* [WHAT YOU ARE ASKED TO DO]:
What you give back should be exactly the opening lines of the data, ending with the line that contains "The only sure" and including it.

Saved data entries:
PR #2252, opened 2019-09-08
Optimized ?trtrs

### LINKED ISSUE #2251: Slow ?trtrs implementation
openblas uses the reference implementation which is pretty slow since it uses ?trsm by default which is much slower than ?trsv in case the right hand side only has 1 column. This seems to come up regularly and surprise people (see [here](https://github.com/scipy/scipy/issues/10722) for a numpy discussion or [here](https://discourse.julialang.org/t/why-lapack-trtrs-not-blas-trsv/14239) for the same discovery in julia). I noticed ?getrs has an optimized implementation which uses this simple trick (?trsv in case of column vector b, ?trsm otherwise), so I propose to do the same for ?trtrs. Does it make sense?

thrasibule:
closes #2251 
I've written it in the same model as the optimized ?getrs implementation. The idea is to just use ?trsv instead of ?trsm when the right hand side only has 1 column. I've checked that this give the expected speedup.
The only sure I'm not quite sure about, and someone more familiar with the codebase could probably help me with are these lines: 
https://github.com/thrasibule/OpenBLAS/blob/trtrs/interface/lapack/trtrs.c#L142-L143.
I used the same parameters as in ?getrs
and here:
https://github.com/thrasibule/OpenBLAS/blob/trtrs/interface/lapack/trtrs.c#L165
Again I've used the same parameters as ?getrs. This looks like operation counts, so it probably should be half of that, but I'm not sure what these macros do.

This is a work in progress, I can reorganize the commits and maybe add some tests.


brada4:
quick exit on NOOP is missing from code - 
```
      IF( N.EQ.0 )
     $   RETURN
```

thrasibule:
@brada4 it is not. see https://github.com/thrasibule/OpenBLAS/blob/trtrs/interface/lapack/trtrs.c#L125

* [WRITTEN ANSWER]:
PR #2252, opened 2019-09-08
Optimized ?trtrs

### LINKED ISSUE #2251: Slow ?trtrs implementation
openblas uses the reference implementation which is pretty slow since it uses ?trsm by default which is much slower than ?trsv in case the right hand side only has 1 column. This seems to come up regularly and surprise people (see [here](https://github.com/scipy/scipy/issues/10722) for a numpy discussion or [here](https://discourse.julialang.org/t/why-lapack-trtrs-not-blas-trsv/14239) for the same discovery in julia). I noticed ?getrs has an optimized implementation which uses this simple trick (?trsv in case of column vector b, ?trsm otherwise), so I propose to do the same for ?trtrs. Does it make sense?

thrasibule:
closes #2251 
I've written it in the same model as the optimized ?getrs implementation. The idea is to just use ?trsv instead of ?trsm when the right hand side only has 1 column. I've checked that this give the expected speedup.
The only sure I'm not quite sure about, and someone more familiar with the codebase could probably help me with are these lines: 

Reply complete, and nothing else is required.